• **PROBLEM TO SOLVE**: Scan the entries below. List each line with "convention".
★ ★ ★ ★
PR #454, opened 2026-08-06
Add to_monai and from_monai methods

mccle:


src/highdicom/volume.py
```diff
@@ -4241,6 +4241,191 @@ def from_nibabel(
...
+
+        The Volume is converted to a ``monai.data.Metatensor``. Spatial metadata
+        is preserved through the affine array. By default, metatensors use "RAS"
+        convention, however they can support "LPS" similar to highdicom if
+        specified.
+
+        Parameters
+        ----------
+        convert_to_ras: bool
+            Whether to conver from 'LPS' to 'RAS' convention. Defaults to True.
```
★ ★ ★ ★
• **EXERCISE SOLUTION**:
+        convention, however they can support "LPS" similar to highdicom if
+            Whether to conver from 'LPS' to 'RAS' convention. Defaults to True.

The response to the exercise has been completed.